Both tadalafil doses significantly improved IIEF-EF scores compared to placebo. Only patients in the tadalafil 5 mg group showed significantly greater improvements in IPSS (including voiding and storage subscores), BII scores and Sexual Encounter Profile (SEP) question 3 scores compared to placebo. The adverse effect profile was very similar to that of the study by Porst and colleagues: predominantly headaches and back pain, with only a very low occurrence of serious adverse events.

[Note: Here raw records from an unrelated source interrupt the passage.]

PR #2489, opened 2025-11-13
update the security.md

Lori-Shu:
fix issue#2488.

### DIFF
--- a/.github/renovate.json5
+++ b/.github/renovate.json5
@@ -41,6 +41,15 @@
       // Every weekend
       schedule: '* * * * 0,6',
     },
+    "regexManagers": [
+    {
+      "fileMatch": ["security\\.md$"],
+      "matchStrings": [
+        "uses: release-plz/action@\\s*(?<currentValue>[a-f0-9]{40})"
+      ],
+      "datasourceTemplate": "github-tags",
+    }
+  ]
   ],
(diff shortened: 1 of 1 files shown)


website/docs/github/security.md
```diff
@@ -52,13 +54,10 @@ jobs:
       - ...
       - name: Run release-plz
 # highlight-next-line
-        uses: release-plz/action@63ab0c2746bedc448370bad4b0b3d536458398b0 # v0.5.50
+        uses: renovatebot/github-action@v39.0.3
```
marcoieni: with this you run renovate instead of release-plz. You should use renovate to update the action hash in the release-plz github actions.

Lori-Shu: Do you mean I should merely change back the example? And the renovate is configured well already.

marcoieni: renovate doesn't update the hash in this md file

Lori-Shu:
Sir, is it right to alter this file, I'm just too unfamiliar with this repo. I turned to ai for advice.

marcoieni:
I would like the renovate of release-plz github actions to update the hash in the markdown file `security.md`

Lori-Shu:
I guess I start to head to the right direction.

Both studies showed significant improvements in BPH-LUTS and ED in patients treated with once-daily oral tadalafil 5 mg. But by what mechanism does tadalafil lead to improvements in BPH-LUTS? Morelli et al. examined the effects of tadalafil on human lower urinary tract tissues and in spontaneously hypertensive rats. They found that PDE5 was highly expressed—at levels comparable to the corpora cavernosa—in human vesicular-deferential-artery tissue, particularly in the smooth muscle bundles and endothelial cells, and that it could be successfully inhibited by tadalafil in vitro. Tadalafil treatment in hypertensive rats caused significant increases in prostate tissue oxygenation, implicating this as a possible mechanism by which PDE5 inhibition leads to improved BPH-LUTS.